Task goal
When a line contains the string "EmitEvent", it counts once; give the total of such lines in the entries below and nothing else.

Recorded data
-*-
PR #133, opened 2018-08-28
add GroupAction for conditionally including other actions and scoping

### LINKED ISSUE #106: [launch] add new Action called GroupAction
Previously I had described a "Group" or "Group of Actions" as a separate entity from "Action", but since then I think we can just have a special Action that yields other actions and optionally does things like pushes/pops the launch configurations and set/unset specific launch configurations.

I believe the action I've described is capable of fulfilling the use cases I originally imagined for groups:

- push containing nodes into a namespace
  - would be done by modifying the `ros_namespace` `LaunchConfiguration` that affects only the actions it yields
    - see: https://github.com/ros2/launch/blob/b78d87f31bb995c7226df66826e1a57079ae3a3f/launch_ros/launch_ros/actions/node.py#L80-L81
- conditionally include other launch descriptions or actions
  - done with proposed Condition concept which would work on any Action, including this one
    - see: https://github.com/ros2/launch/issues/105
- scope arbitrary launch configurations
  - done by using the `LaunchContext` to push and pop them
    - see: https://github.com/ros2/launch/blob/b78d87f31bb995c7226df66826e1a57079ae3a3f/launch/launch/launch_context.py#L146-L157

We should also update the design document (https://github.com/ros2/design/pull/163).

wjwwood:
fixes #106 

See #106 for details of how it works, but in short it's an action that just yields other actions (sort of like a launch description, but without a source) and it can also have a condition for its inclusion (like all actions) and it can also optionally scope all changes to launch configurations made by actions within it.

This class is mostly syntactic sugar since it only uses other existing actions to be implemented.

### DIFF
--- a/launch/launch/actions/__init__.py
+++ b/launch/launch/actions/__init__.py
@@ -16,6 +16,7 @@
 
 from .emit_event import EmitEvent
 from .execute_process import ExecuteProcess
+from .group_action import GroupAction
 from .include_launch_description import IncludeLaunchDescription
 from .log_info import LogInfo
 from .opaque_function import OpaqueFunction
@@ -28,6 +29,7 @@ from .timer_action import TimerAction
 __all__ = [
     'EmitEvent',
     'ExecuteProcess',
+    'GroupAction',
     'IncludeLaunchDescription',
     'LogInfo',
     'OpaqueFunction',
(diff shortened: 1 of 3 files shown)


wjwwood:
CI:

* Linux [Build Status](http://ci.ros2.org/job/ci_linux/5102/)
* Linux @ Xenial [Build Status](https://ci.ros2.org/job/ci_linux/5103/)
* Linux-aarch64 [Build Status](http://ci.ros2.org/job/ci_linux-aarch64/1884/)
* macOS [Build Status](http://ci.ros2.org/job/ci_osx/4230/)
* Windows [Build Status](http://ci.ros2.org/job/ci_windows/5081/)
-*-
Written reply
2